Ben Lecomte dived into the Pacific Ocean on Tuesday, kicking off an epic quest to swim 9,000 kilometres (5,600 miles) from Tokyo to San Francisco, through shark-infested waters choking with plastic waste.
Under sunny skies, the 51-year-old Frenchman slipped into cool and placid waters shortly after 09:00 am, in warm and pleasant conditions with a slight breeze. He will face giant waves, sharks and jellyfish, and will also swim through part of the “Great Pacific Garbage Patch” in his attempt to be the first to accomplish the feat of swimming across the world’s biggest ocean.
“I’m very anxious to start right now,” said the swimmer as he prepared to take to the waves.
His son and daughter swam with him for the first hundred metres or so, then rejoined a crowd of around 70 well-wishers, with family and friends hugging each other on the shore. “It’s very emotional for a lot of people here,” said Lecomte.
Part adventurer, part environmentalist, Lecomte hopes to raise awareness of plastic contamination and ocean pollution and his support team will conduct a raft of experiments on the trip, expected to take between six to eight months.
Part of his daunting swim takes him through the Texas-sized vortex of garbage that floats between Hawaii and California, where tangled plastic will pose extra dangers.
His team will collect water samples to learn more about the build-up of micro-plastics littering the area.
He will be accompanied throughout by the 20-metre (67-foot) support boat Discoverer, where he will eat, rest and sleep before being dropped every morning where he stopped the previous evening.
Plastic everywhere
Lecomte aims to swim around eight hours a day and will burn off more than 8,000 calories daily in the process.

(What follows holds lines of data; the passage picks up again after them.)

PR #218, opened 2026-06-15
fix: birth-longitude LMT for pre-standardization dates

g-battaglia:
## Problem

Before standardized time zones existed (e.g. ~pre-1893 in Germany), each locality kept its own **Local Mean Time** based on longitude. For such dates the IANA tz database falls back to its initial **"LMT"** record, whose offset is the LMT of the zone's *reference meridian* (Berlin for `Europe/Berlin`), **not the birth city's**.

So historical charts were ~13 min off for births away from that meridian. Example — **Einstein** (Ulm, 9.99°E, `Europe/Berlin`):

| | before | after | astro.com |
|---|---|---|---|
| UTC | 10:37 (Berlin +00:53) | **10:50:02 (Ulm +00:39:58)** | 10:50 |
| ASC | Can 8.92° | **Can 11.64°** | Can 11°38' |
| MC | Pis 9.34° | **Pis 12.84°** | Pis 12°50' |
| Moon | Sag 14.40° | **Sag 14.53°** | Sag 14°31' |

Planets barely move in 13 min, but the angles/houses shifted ~3°.

## Fix

In `_calculate_time_conversions()`, when the localized datetime reports `tzname() == "LMT"` and a longitude is available, derive the UTC offset from the **birth longitude** (15° = 1 h, east ahead of UT), rounded to the whole second. This mirrors the existing, already-correct `_calculate_time_conversions_bce()` branch. Modern dates are untouched (their zone is not in the "LMT" period).

Also hardens `format_datetime_with_timezone()`: it built the `[±HH:MM]` label by slicing `strftime("%z")`, which mangles sub-minute offsets (`+003958` → `+0039:58`). It now derives the label from `utcoffset()` (backward-compatible for whole-minute offsets).

## Tests

Adds 3 **ephemeris-independent** regression tests (assert UTC/offset only, so they pass on DE440 and DE441):
- pre-standardization birth uses longitude LMT (Einstein → UTC 10:50:02, local +00:39:58);
- same zone, different longitudes (Berlin vs Ulm) → different offsets;
- modern date unaffected.

## ⚠️ Fixtures need regeneration on DE441

This change shifts the golden fixtures for all pre-standardization subjects (Einstein, Galileo 1564, Newton 1643, Enlightenment 1750, US 1776, Industrial 1850, …). They must be regenerated with `poe regenerate:all` on a **DE441-capable** machine — a de440-only box (range 1549–2650) drops the pre-1549 subjects and would corrupt the baseline, so the fixtures are intentionally **not** regenerated in this PR. The new regression tests guarantee correctness independently of the ephemeris kernel.

Verified the corrected output against astro.com to the arcminute (Einstein).

## Summary by CodeRabbit

* **Bug Fixes**
  * Corrected historical pre-standardization timezone calculations to use the birth longitude’s LMT behavior, including consistent UTC/local timestamps and Julian day results.
  * Improved timezone label formatting for charts (cleaner `[±HH:MM]` offsets).

* **Tests**
  * Added regression coverage for pre-standardization and transition-boundary scenarios, including round-trip checks for ISO UTC inputs.
  * Updated the natal chart fixture output to reflect the corrected timezone handling.


g-battaglia:
@coderabbitai review

g-battaglia:
@coderabbitai review

g-battaglia:
Closing in favor of a fresh PR from the same branch so CodeRabbit performs a full review of the final state (CodeRabbit does incremental reviews and skips already-reviewed commits). No code changes — same branch `fix/historical-lmt-from-longitude`.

In an interview just before he began his Odyssey, Lecomte revealed the mind tricks that keep him going through the physical torture of eight hours of ocean swimming per day.
“The mental part is much more important than the physical. You have to make sure you always think about something positive or you always have something to think about. When you don’t have anything to occupy your mind, it goes into kind of a spiral, and that’s when trouble starts,” he said.
He said the hardest part was getting back into the chilly water every morning and admitted that he would hit a “wall” after around four to six hours every day. “I try to disassociate my mind from my body and everything that happens to my body – pain or cold, I try to put aside.”
“I have a schedule of what I’m going to think about for those eight hours... it’s always about keeping my mind occupied.”
Lecomte swam across the Atlantic in 1998, vowing “never again” after finishing, but he was inspired to get back into the water after starting a family. “When I was little and I was with my father walking on the beach, I didn’t see any plastic, or hardly any.
“Now every time I go with my kids, we see plastic everywhere,” added Lecomte, who will also wear a device to test levels of radioactive material from the tsunami-hit Fukushima nuclear plant.